■ **Exercise description**
Find the lines in the records below that contain "execute", and report each of them.

··········

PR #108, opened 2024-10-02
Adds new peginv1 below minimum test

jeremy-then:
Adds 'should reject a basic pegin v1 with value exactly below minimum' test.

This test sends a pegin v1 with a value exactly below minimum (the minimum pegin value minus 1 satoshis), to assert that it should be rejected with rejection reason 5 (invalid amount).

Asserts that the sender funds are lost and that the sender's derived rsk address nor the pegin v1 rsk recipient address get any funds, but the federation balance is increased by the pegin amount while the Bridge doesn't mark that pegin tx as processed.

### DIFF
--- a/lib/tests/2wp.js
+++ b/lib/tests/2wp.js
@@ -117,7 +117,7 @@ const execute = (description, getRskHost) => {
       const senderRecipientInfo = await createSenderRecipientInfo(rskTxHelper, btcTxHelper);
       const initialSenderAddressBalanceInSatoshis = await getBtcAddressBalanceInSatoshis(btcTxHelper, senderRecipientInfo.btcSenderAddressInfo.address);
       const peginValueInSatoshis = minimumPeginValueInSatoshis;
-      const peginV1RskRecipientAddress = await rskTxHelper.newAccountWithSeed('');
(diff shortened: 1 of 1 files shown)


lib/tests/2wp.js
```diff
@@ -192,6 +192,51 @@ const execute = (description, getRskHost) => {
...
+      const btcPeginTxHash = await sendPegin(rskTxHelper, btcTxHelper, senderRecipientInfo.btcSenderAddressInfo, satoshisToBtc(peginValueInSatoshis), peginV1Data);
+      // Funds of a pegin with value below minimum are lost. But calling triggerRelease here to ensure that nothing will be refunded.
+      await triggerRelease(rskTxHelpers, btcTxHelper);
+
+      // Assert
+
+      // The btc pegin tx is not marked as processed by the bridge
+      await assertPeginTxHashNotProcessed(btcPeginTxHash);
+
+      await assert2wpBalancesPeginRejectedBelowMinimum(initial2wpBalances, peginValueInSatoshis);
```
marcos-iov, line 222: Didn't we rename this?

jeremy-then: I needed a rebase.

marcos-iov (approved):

··········

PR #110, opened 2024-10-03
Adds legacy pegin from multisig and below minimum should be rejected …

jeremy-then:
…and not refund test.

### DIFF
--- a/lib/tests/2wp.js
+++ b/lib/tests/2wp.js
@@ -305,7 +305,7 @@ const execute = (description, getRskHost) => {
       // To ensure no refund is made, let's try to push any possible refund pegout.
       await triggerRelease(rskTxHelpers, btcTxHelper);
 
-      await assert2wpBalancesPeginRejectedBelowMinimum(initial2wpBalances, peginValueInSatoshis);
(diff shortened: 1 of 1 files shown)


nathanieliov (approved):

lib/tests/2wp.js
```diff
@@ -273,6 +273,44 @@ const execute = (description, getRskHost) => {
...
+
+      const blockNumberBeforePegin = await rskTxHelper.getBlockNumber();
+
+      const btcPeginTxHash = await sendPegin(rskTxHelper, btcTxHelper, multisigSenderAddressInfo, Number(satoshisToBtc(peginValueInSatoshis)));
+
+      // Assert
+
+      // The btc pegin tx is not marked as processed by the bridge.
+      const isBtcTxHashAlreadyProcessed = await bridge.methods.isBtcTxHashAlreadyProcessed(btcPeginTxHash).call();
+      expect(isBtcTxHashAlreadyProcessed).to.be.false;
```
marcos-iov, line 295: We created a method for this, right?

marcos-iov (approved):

··········

■ **Answer for the task**
@@ -117,7 +117,7 @@ const execute = (description, getRskHost) => {
@@ -192,6 +192,51 @@ const execute = (description, getRskHost) => {
@@ -305,7 +305,7 @@ const execute = (description, getRskHost) => {
@@ -273,6 +273,44 @@ const execute = (description, getRskHost) => {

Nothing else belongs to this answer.